** Try it **
Reading the listing that follows, count the lines where "more" appears, and answer with only that count.

** Given entries **
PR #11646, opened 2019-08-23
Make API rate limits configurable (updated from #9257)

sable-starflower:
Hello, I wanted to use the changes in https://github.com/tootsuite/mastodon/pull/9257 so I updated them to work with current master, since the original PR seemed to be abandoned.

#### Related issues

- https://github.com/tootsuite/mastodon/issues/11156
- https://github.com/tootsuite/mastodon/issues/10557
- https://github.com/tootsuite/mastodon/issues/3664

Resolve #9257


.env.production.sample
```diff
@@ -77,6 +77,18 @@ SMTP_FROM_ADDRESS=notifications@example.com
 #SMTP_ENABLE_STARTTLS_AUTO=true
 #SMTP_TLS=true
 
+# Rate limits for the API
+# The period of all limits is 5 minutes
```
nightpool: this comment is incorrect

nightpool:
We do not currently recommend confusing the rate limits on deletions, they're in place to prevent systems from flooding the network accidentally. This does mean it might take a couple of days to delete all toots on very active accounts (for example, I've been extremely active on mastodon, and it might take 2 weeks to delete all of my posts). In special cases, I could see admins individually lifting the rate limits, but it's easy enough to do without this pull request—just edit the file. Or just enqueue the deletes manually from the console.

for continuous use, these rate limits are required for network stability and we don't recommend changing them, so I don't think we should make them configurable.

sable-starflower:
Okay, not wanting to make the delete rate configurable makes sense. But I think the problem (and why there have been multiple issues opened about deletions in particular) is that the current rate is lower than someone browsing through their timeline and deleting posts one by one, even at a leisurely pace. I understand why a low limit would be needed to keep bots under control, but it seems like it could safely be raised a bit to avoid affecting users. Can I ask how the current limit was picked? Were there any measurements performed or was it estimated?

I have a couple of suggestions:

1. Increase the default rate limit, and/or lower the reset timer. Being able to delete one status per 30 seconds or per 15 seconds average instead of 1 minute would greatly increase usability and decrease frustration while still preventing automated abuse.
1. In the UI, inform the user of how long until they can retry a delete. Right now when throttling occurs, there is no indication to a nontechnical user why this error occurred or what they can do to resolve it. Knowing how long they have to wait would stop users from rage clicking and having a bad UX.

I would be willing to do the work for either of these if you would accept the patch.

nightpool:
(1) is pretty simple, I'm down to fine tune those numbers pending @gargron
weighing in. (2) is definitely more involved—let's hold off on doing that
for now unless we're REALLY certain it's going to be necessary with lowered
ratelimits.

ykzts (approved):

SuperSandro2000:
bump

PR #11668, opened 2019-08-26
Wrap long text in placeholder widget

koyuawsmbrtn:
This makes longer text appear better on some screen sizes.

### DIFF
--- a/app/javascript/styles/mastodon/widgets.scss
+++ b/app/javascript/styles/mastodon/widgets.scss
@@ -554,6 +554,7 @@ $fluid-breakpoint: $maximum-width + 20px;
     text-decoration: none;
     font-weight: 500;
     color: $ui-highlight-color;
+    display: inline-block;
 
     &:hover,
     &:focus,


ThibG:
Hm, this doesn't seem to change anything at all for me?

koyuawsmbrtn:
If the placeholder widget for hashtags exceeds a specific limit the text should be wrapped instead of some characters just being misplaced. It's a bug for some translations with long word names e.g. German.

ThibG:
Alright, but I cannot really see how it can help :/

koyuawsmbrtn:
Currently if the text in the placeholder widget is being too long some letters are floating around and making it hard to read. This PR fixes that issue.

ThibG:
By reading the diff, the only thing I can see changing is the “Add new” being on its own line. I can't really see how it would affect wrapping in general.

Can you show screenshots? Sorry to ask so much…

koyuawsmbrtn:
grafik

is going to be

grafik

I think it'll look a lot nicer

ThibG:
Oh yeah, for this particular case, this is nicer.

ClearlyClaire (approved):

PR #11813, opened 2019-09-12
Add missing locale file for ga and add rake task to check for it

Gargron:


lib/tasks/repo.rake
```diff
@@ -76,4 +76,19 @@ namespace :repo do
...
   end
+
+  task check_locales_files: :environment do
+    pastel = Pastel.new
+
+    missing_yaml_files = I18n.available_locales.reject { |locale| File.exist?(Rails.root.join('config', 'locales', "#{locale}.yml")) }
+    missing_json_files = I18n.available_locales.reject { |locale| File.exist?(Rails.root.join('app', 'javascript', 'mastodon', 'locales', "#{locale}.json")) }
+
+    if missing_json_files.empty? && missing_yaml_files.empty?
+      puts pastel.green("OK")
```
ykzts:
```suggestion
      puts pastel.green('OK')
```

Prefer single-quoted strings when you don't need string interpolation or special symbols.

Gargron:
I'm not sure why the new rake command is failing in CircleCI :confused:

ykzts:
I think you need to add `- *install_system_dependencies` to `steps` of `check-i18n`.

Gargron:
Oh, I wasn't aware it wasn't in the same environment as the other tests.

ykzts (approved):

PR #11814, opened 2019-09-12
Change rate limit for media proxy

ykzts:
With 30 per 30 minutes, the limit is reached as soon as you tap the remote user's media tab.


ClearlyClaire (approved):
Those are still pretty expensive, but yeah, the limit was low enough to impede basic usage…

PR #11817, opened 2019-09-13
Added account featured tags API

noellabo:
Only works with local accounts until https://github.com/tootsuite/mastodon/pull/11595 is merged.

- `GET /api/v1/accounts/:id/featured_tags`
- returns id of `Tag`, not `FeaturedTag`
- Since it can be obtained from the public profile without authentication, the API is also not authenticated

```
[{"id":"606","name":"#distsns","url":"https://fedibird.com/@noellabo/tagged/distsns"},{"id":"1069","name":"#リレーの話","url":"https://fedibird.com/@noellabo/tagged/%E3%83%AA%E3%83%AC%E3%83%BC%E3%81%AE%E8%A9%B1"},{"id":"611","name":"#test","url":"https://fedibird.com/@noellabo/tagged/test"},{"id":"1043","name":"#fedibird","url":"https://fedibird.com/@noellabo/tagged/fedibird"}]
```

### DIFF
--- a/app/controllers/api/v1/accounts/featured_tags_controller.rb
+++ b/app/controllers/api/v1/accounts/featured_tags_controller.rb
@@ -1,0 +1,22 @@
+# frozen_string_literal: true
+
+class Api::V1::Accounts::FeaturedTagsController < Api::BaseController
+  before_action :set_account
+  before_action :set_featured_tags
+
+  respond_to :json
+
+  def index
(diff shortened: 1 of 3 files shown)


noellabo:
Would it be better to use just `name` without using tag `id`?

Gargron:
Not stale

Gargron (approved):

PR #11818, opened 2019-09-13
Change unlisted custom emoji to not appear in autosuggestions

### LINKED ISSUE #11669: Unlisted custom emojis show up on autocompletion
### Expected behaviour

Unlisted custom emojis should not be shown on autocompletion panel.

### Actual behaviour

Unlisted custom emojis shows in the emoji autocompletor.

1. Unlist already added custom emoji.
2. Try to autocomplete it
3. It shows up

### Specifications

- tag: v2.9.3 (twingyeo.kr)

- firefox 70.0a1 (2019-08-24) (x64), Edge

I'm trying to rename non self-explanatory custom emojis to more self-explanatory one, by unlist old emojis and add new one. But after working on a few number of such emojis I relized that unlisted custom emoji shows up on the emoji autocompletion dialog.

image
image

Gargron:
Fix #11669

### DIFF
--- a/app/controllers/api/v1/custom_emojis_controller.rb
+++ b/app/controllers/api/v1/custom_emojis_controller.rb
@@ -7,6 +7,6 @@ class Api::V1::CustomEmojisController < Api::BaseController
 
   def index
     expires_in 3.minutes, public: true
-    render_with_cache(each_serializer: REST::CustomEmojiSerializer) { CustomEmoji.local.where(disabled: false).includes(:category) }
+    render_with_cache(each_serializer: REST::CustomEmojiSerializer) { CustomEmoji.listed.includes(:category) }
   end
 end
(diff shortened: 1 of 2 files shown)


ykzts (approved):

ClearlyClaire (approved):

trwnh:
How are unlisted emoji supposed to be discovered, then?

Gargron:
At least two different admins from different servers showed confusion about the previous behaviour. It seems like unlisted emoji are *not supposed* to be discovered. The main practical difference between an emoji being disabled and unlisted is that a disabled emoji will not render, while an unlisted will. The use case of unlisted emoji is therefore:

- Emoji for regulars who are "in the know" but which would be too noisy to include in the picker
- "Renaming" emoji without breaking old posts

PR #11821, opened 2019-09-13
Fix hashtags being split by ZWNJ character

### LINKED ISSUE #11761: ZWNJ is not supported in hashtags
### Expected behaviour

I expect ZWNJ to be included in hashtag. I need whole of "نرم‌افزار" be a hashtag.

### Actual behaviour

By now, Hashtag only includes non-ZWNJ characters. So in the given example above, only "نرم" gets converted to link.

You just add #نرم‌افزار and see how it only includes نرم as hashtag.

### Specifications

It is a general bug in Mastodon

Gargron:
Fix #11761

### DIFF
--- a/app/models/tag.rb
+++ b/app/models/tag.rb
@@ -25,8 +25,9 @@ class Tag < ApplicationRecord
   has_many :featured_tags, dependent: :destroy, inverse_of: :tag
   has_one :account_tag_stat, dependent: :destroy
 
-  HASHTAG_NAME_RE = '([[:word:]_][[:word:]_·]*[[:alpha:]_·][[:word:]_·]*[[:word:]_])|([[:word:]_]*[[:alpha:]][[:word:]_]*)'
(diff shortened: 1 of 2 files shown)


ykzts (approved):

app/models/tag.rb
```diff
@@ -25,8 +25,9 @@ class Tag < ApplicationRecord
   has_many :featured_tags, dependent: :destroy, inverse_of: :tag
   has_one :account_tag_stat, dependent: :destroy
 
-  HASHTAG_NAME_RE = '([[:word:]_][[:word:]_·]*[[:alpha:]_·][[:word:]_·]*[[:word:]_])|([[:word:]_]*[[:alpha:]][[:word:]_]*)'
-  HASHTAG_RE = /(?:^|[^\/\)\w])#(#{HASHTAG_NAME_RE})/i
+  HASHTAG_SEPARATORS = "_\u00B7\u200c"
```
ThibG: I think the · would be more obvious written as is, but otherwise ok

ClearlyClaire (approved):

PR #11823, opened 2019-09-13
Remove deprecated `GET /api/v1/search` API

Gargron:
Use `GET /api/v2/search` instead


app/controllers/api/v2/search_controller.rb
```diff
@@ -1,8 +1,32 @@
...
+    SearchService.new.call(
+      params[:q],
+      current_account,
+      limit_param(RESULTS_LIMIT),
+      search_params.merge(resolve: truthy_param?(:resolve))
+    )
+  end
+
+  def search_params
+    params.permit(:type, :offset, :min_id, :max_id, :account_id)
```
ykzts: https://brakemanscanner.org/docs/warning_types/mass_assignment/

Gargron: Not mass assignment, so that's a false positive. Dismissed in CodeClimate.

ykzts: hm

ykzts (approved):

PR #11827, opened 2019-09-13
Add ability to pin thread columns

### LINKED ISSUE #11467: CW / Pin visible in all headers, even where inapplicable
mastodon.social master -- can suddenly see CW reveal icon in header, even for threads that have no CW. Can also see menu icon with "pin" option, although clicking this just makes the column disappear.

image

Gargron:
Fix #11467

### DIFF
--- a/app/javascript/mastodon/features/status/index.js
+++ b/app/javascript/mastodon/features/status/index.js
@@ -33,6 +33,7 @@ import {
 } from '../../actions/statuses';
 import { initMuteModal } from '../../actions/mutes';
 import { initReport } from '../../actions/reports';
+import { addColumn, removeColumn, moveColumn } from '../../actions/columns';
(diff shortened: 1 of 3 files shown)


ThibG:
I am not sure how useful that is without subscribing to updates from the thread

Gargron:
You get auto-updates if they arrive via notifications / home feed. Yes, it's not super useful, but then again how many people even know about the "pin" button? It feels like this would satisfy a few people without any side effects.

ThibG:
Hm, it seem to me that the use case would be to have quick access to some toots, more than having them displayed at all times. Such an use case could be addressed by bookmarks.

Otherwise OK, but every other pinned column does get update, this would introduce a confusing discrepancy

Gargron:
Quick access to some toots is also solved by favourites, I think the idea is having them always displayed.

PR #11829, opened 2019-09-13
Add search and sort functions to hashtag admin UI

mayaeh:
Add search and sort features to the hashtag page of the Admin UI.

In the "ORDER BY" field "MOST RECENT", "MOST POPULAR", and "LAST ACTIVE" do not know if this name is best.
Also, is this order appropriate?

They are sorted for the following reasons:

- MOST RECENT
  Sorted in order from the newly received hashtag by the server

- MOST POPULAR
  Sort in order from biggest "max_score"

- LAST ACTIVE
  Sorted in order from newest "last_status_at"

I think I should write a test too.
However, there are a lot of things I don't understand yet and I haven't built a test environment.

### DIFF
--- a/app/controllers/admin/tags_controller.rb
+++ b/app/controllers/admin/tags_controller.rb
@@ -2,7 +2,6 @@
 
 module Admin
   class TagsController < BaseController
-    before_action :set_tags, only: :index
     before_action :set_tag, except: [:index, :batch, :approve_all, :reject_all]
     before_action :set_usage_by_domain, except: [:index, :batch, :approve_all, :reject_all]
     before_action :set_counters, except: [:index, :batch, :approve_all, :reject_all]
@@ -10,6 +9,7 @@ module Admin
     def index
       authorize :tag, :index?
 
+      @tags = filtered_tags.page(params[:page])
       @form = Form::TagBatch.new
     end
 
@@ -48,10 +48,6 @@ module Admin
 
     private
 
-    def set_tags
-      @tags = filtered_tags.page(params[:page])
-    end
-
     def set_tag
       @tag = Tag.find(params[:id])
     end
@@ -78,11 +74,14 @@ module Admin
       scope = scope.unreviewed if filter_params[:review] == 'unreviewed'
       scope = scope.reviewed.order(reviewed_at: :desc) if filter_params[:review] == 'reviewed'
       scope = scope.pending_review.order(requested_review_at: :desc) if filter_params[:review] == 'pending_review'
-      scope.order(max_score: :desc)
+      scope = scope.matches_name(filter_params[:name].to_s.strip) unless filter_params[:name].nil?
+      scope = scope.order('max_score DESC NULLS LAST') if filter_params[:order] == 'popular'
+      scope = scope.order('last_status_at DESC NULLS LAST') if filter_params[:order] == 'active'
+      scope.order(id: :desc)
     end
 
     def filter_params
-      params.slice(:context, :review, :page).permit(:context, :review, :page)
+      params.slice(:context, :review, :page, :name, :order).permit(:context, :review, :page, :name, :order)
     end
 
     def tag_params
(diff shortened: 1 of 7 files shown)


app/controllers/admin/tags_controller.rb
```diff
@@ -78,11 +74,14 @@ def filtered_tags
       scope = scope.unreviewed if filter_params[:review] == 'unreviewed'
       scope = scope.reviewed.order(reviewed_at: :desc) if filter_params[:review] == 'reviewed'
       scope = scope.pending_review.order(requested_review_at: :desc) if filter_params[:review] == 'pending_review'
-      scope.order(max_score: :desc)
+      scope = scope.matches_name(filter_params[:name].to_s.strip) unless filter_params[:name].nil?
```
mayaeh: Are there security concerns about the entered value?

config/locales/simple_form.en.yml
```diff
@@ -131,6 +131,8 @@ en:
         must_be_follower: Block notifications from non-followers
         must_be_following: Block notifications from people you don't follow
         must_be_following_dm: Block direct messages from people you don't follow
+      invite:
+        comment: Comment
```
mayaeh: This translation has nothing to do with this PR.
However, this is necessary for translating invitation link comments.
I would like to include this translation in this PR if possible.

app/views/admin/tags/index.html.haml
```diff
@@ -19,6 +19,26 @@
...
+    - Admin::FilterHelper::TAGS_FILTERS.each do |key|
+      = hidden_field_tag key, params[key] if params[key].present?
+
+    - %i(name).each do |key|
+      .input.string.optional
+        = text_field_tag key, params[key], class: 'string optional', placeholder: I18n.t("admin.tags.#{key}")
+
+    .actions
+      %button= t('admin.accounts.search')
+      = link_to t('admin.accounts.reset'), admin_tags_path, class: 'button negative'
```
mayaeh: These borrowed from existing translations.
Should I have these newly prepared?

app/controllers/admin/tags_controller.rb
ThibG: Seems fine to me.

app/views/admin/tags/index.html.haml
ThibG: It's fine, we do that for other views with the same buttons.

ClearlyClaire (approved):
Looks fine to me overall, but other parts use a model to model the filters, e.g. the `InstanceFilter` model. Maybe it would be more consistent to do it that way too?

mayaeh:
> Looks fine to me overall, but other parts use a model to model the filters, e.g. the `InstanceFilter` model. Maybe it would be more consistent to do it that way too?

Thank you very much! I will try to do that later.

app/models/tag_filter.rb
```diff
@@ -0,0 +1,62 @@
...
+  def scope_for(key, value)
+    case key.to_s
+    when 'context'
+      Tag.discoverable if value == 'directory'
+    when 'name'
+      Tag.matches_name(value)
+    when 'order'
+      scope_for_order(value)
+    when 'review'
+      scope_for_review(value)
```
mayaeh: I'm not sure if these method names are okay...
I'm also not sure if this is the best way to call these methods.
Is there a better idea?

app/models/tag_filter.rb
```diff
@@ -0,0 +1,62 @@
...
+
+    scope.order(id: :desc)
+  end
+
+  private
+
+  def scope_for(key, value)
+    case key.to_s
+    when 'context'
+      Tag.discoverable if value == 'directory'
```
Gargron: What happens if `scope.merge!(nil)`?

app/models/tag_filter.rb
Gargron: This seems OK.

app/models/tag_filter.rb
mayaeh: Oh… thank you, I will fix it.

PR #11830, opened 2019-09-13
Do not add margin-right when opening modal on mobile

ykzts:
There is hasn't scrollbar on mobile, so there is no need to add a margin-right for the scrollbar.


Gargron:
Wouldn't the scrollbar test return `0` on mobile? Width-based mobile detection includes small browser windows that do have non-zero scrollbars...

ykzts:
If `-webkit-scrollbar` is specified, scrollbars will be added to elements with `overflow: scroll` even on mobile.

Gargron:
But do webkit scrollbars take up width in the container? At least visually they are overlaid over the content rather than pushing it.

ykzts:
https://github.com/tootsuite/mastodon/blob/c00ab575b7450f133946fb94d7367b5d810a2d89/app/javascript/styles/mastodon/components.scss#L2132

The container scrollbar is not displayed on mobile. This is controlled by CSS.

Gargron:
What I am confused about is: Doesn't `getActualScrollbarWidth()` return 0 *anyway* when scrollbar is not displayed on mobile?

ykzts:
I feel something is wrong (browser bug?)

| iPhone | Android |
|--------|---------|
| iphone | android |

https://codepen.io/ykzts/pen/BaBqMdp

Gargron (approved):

** Answer to the exercise **
6